## HOW TO COMPLETE THIS TASK
The lines to reproduce from the material below are those from the one containing "(diff shortened: 3 of 19 files shown)" through the one containing "Maintainer QA for", both included; write them out exactly and add nothing.

## EXCERPTED RECORDS
Issue #11485, opened 2026-07-30
[Bug]: Tasks work-item pagination broken again — shows 34 pages but page clicks do nothing


fsdwen:
> **English translation** added for maintainers. Original 中文 / Chinese text is preserved below for reference.

### English title

`[Bug]: Tasks work-item pagination broken again — shows 34 pages but page clicks do nothing`

### Operating system

macOS / Linux

### Orca version

1.4.162-rc.0

## Summary

GitHub Issue pagination in the Tasks panel is broken again: the bottom PaginationBar shows 34 pages (`totalPages=34`), but clicking page-number buttons does not navigate — the page never changes. This was previously fixed by stablyai/orca#8680 (switched from cursor-based to page-number Search API), but the bug has returned.

## Steps to reproduce

1. In the Tasks panel, select any GitHub repo (or multiple repos) with ≥1000 issues
2. After Tasks data loads, the bottom PaginationBar shows "34" pages
3. Click any page that has not been loaded yet (e.g. page 5, 10, or 34)
4. **Expected**: Navigate to that page and load its data
5. **Actual**: After clicking a page button there is no response; UI stays on page 1

### Root cause 1: `countedTotalPages` exceeds pages actually reachable via GitHub Search API

`countWorkItemsAcrossRepos` computes total pages from the Search API `total_count` (true issue count in the repo), which can exceed 1000 (the Search API hard limit).

* `countWorkItemsAcrossRepos` → `Math.ceil(count / perRepoLimit)` → e.g. 1000+ issues, `perRepoLimit=30` → 34 pages
* But GitHub Search API **returns at most 1000 results**. Offsets beyond 1000 yield an empty array
* 34 pages × 30 items/page = 1020 > 1000. Page 34 (1-indexed) with `per_page=30&page=34` returns 0 records
* `handleLoadNextPage` silently returns when `items.length === 0` — **no page change, no error**

### Root cause 2: `paginationLoading` can get stuck

`handleLoadNextPage` has a stale-request guard via `paginationGenerationRef`:

```ts
} finally {
  if (paginationGenerationRef.current === requestGeneration) {
    setPaginationLoading(false)
    setLoadingTargetPage(null)
  }
}
```

Race:

1. User clicks a page → `setPaginationLoading(true)`
2. Search/filter changes → `useEffect` bumps generation + `setPaginationLoading(false)`
3. User clicks a page again → `setPaginationLoading(true)`, new request starts
[...]

PR #11584, opened 2026-07-30
fix(tasks): make GitHub pagination honest — cap unreachable pages, survive background refreshes, explain empty pages

brennanb2025:
## Summary

Refs #11485 (Linear STA-2972) — **partial fix, does not close the issue.** Addresses root causes 1 and 2 from the report; root cause 3 (cross-source page-count mismatch) is still open. See the status comment on #11485. Tasks-panel GitHub pagination advertised pages that could never load, and page clicks silently did nothing. Two independent live-reproduced defects:

1. **Unreachable advertised pages** — `totalPages` came from the Search API `total_count`, but GitHub's Search API rejects requests past its first-1000-results window with HTTP 422. On stablyai/orca the bar advertised 39 pages; clicking page 39 fired a 422 per repo and the UI silently stayed on page 1.
2. **In-flight navigations discarded** — the pagination-reset effect and the work-items fetch effect were keyed on the `selectedRepos` **array identity**, which the repos store refreshes on every `repos:changed` event. Any background repo refresh mid-click bumped the request generation (discarding the fetched page) and reset the pager to page 1. Live A/B: clicking page 3 while forcing `fetchRepos()` mid-flight → stuck on page 1 before, lands and stays on page 3 after.

The fix: cap advertised pages at `ceil(1000 / perRepoLimit)`; key both effects on a stable selection string covering every repo field the requests read; and classify empty page loads three ways — proven window 422 (toast + a separate never-raised `provenPageLimit`), load failure on either envelope channel including newly-plumbed PR-side errors (toast, no clamp), or genuine end-of-data (withdraw the speculative fallback page; neutral "no more results" toast when a real count over-advertised). `deriveAdvertisedTotalPages` makes the result independent of count-vs-probe arrival order.

**ELI5:** the page buttons were promises the app couldn't keep — GitHub only ever hands back the first 1000 search results, but the app did the math on the full total and drew buttons for pages GitHub refuses to serve; clicking one failed invisibly. Worse, any background refresh threw away a page you'd just asked for. Now the app only draws buttons it can honor, tells you when something actually failed, and background refreshes can't cancel your click.

## Screenshots

After — bar capped to the reachable window (30 pages at this per-repo limit, was 39) and the **last** page loads:

After — page-3 click survives a forced mid-flight `fetchRepos()` (previously silently discarded; "before" evidence is the live console 422 + snapshot showing the pager stuck on page 1, captured during the repro):

## Testing

- [x] `pnpm lint`
- [x] `pnpm typecheck`
- [ ] `pnpm test` — targeted instead: the two owning suites plus all of `src/main/github/` (41 files / 795 tests green), covering the outcome matrix, clamp interleavings for both arrival orders, selection-key stability, both envelope wire tests (issue + PR side, incl. non-window-422 demotion), the classifier window-phrase contract, and cap boundaries at shipped limits (36 → 28, 25 → 40). Reviewer also ran the CI-style react-doctor changed-lines gate (clean).
- [ ] `pnpm build` — left to CI.
- [x] Added or updated high-quality tests that would catch regressions (see above; the empty-page decision logic was extracted into pure, unit-tested functions specifically so these races are pinned).

## AI Review Report

Adversarial review loop: **8 rounds, a fresh reviewer each round; round 8 came back clean (zero blocker/major).** The loop caught and fixed, per round: (1) false error toast on the designed end-of-data probe + the 422 traveling on an envelope channel `failedCount` never counted + the fetch effect still resetting on array identity; (2) stale catalog wording making the two toasts identical + a PR-tab silent clamp regression; (3) the clamp reading a click-time closure instead of the committed count; (4) sibling envelope 403/404s masked by the window branch + count-merge hardening; (5) that same count-merge hardening inverting the "a real count must not shrink" invariant when the probe won the race — fixed by splitting the proven window limit into its own state slot; (6) PR-side failures indistinguishable from end-of-data → plumbed `errors.prs` through the envelope; (7) two literal test mocks missing the new classifier + no producer-side test + closure toast race + wrong toast copy → ref mirror, neutral copy, translations; (8) clean.

Cross-platform: explicitly checked macOS/Linux/Windows — no shortcuts, labels, paths, or shell behavior touched; the change is renderer state logic plus main-process gh-CLI error classification (platform-neutral string handling); SSH/remote-runtime verified (the envelope error channels survive both transports verbatim, confirmed by reviewer trace + wire tests against the runtime RPC shape). Performance review (perf skill): pass-with-notes — keying the fetch effect off array identity is a genuine win (removes a per-`repos:changed` network fan-out; the selection-key memo costs ≤175µs even at 90 repos), and the cap removes a guaranteed-dead request fan-out against the 30/min search quota.

## Security Audit

No auth, secrets, or dependency changes. Error messages from `gh` stderr are classified in main; the renderer keys decisions on the classified **type** only. One reviewer note (accepted, no behavior change today): `classifyListPrsError` echoes trimmed stderr in its message — currently consumed only by a console.warn; a curated message map is a follow-up if a UI banner ever surfaces it. IPC surface: one additive optional field (`errors.prs`) on an existing envelope; no new handlers. Input handling: the page number is clamped/floored before use; interpolated toast values are numeric strings.

## Notes

- Trade-offs: (1) the cap is `ceil`, not `floor`: GitHub serves any search page whose **start** offset is inside the 1000-result window, so the final page is served even when it crosses the boundary (verified live — `per_page=33&page=31` returns 33 rows, `page=32` 422s; same at 30/34 and 36/28). `floor` would silently drop one reachable page; (2) the GitLab issues/MRs effect shares the repurposed selection key, so a GitHub identity resolution now re-fires it once per repo per session (bounded, correct-leaning); (3) `2`-vs-`02`-style numeric ties in Source Control ordering are unaffected here (that's the sibling PR).
- Known pre-existing issue left deliberately untouched (reviewer-flagged, same symptom class, different mechanism): the one-shot landing-refresh probe can still yank an early page click back to page 1 on the cached-landing path (`TaskPage.tsx` landing `.then` has no generation guard). Follow-up candidate.
- Follow-up candidates from the perf review: a pre-existing store-selector hot path (`selectedWorkItemsCacheEntries` runs a per-repo projection on every store write while Tasks is open), and hoisting one shared per-repo context map for the five memos that each recompute it.
- The window-422 toast is reachable only when the count itself failed (a successful count already caps the bar below the window) — it's the backstop, not the primary defense.

### DIFF
--- a/src/main/github/client-work-items-query-paging.test.ts
+++ b/src/main/github/client-work-items-query-paging.test.ts
@@ -63,7 +63,8 @@ vi.mock('./gh-utils', () => ({
   release: releaseMock,
   _resetOwnerRepoCache: vi.fn(),
   classifyGhError: (stderr: string) => ({ type: 'unknown', message: stderr }),
-  classifyListIssuesError: (stderr: string) => ({ type: 'unknown', message: stderr })
+  classifyListIssuesError: (stderr: string) => ({ type: 'unknown', message: stderr }),
+  classifyListPrsError: (stderr: string) => ({ type: 'unknown', message: stderr })
 }))
 
 vi.mock('../git/runner', () => ({
@@ -264,6 +265,22 @@ describe('listWorkItems query paging', () => {
       { cwd: '/repo-root' }
     )
     expect(items.map((item) => item.number)).toEqual([4, 3])
+  })
+
+  it('lifts a swallowed PR-side failure onto errors.prs instead of reading as end-of-data', async () => {
+    getIssueOwnerRepoMock.mockResolvedValueOnce({ owner: 'acme', repo: 'widgets' })
+    getOwnerRepoMock.mockResolvedValueOnce({ owner: 'acme', repo: 'widgets' })
+    // Non-availability failure (plain 403): swallowed into [], must still surface.
+    ghExecFileAsyncMock.mockRejectedValueOnce(new Error('HTTP 403: Forbidden'))
+
+    const envelope = await listWorkItems('/repo-root', 10, 'is:pr is:open', 2)
+
+    expect(envelope.items).toEqual([])
+    expect(envelope.errors?.issues).toBeUndefined()
+    expect(envelope.errors?.prs).toEqual({
+      type: 'unknown',
+      message: expect.stringContaining('HTTP 403')
+    })
   })
 
   it('filters pull request rows out of issue Search API results', async () => {
--- a/src/main/github/client-work-items.test.ts
+++ b/src/main/github/client-work-items.test.ts
@@ -55,7 +55,8 @@ vi.mock('./gh-utils', () => ({
   release: releaseMock,
   _resetOwnerRepoCache: vi.fn(),
   classifyGhError: (stderr: string) => ({ type: 'unknown', message: stderr }),
-  classifyListIssuesError: (stderr: string) => ({ type: 'unknown', message: stderr })
+  classifyListIssuesError: (stderr: string) => ({ type: 'unknown', message: stderr }),
+  classifyListPrsError: (stderr: string) => ({ type: 'unknown', message: stderr })
 }))
 
 vi.mock('../git/runner', () => ({
--- a/src/main/github/client.ts
+++ b/src/main/github/client.ts
@@ -54,6 +54,7 @@ import {
   release,
   classifyGhError,
   classifyListIssuesError,
+  classifyListPrsError,
   ghRepoExecOptions,
   githubRepoContext,
   getRemoteUrlForRepo,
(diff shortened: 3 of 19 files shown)


brennanb2025:
Maintainer QA for `689aa56b072312f04f11397a772f71954d12b4c2`: 265 focused tests, typecheck, lint/code-quality/localization gates, and a 90-repo selection-key benchmark (8.448 µs mean across 10,000 runs) passed; a fresh `gpt-5.6-sol`/`xhigh` reviewer returned CLEAN. Isolated Electron validation confirmed 28 reachable 36-row pages, page 29 absent, page 3 surviving a background repo refresh, and distinct unreachable/load-failed/end-of-data feedback; mobile QA was not applicable. Broad-suite note: 41,487 tests passed and four unrelated failures were classified—Git-guard env duplication plus two load/interference flakes—and all three affected files passed isolated reruns.

Evidence: [reachable page count](https://github.com/user-attachments/assets/92e653c5-cbbf-42cd-ac9f-4fe744641627) · [last reachable page 28](https://github.com/user-attachments/assets/f94fb44a-023a-4691-8018-1a83750b5bda) · [background refresh on page 3](https://github.com/user-attachments/assets/4b960258-df2a-49fc-adf2-19978d17f8ec) · [window-unreachable state](https://github.com/user-attachments/assets/a7987fe2-e098-488f-8229-fc25840b332b) · [load-failed state](https://github.com/user-attachments/assets/e7ad569b-4620-4991-adf5-632abb95b5d0) · [end-of-data state](https://github.com/user-attachments/assets/a8a83986-5028-41f5-a834-67c5f75cddcc)

AmethystLiang:
@coderabbitai[bot] fixed

AmethystLiang:
@coderabbitai[bot] Fixing. Will be in the next commit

## ANSWER BELOW
(diff shortened: 3 of 19 files shown)


brennanb2025:
Maintainer QA for `689aa56b072312f04f11397a772f71954d12b4c2`: 265 focused tests, typecheck, lint/code-quality/localization gates, and a 90-repo selection-key benchmark (8.448 µs mean across 10,000 runs) passed; a fresh `gpt-5.6-sol`/`xhigh` reviewer returned CLEAN. Isolated Electron validation confirmed 28 reachable 36-row pages, page 29 absent, page 3 surviving a background repo refresh, and distinct unreachable/load-failed/end-of-data feedback; mobile QA was not applicable. Broad-suite note: 41,487 tests passed and four unrelated failures were classified—Git-guard env duplication plus two load/interference flakes—and all three affected files passed isolated reruns.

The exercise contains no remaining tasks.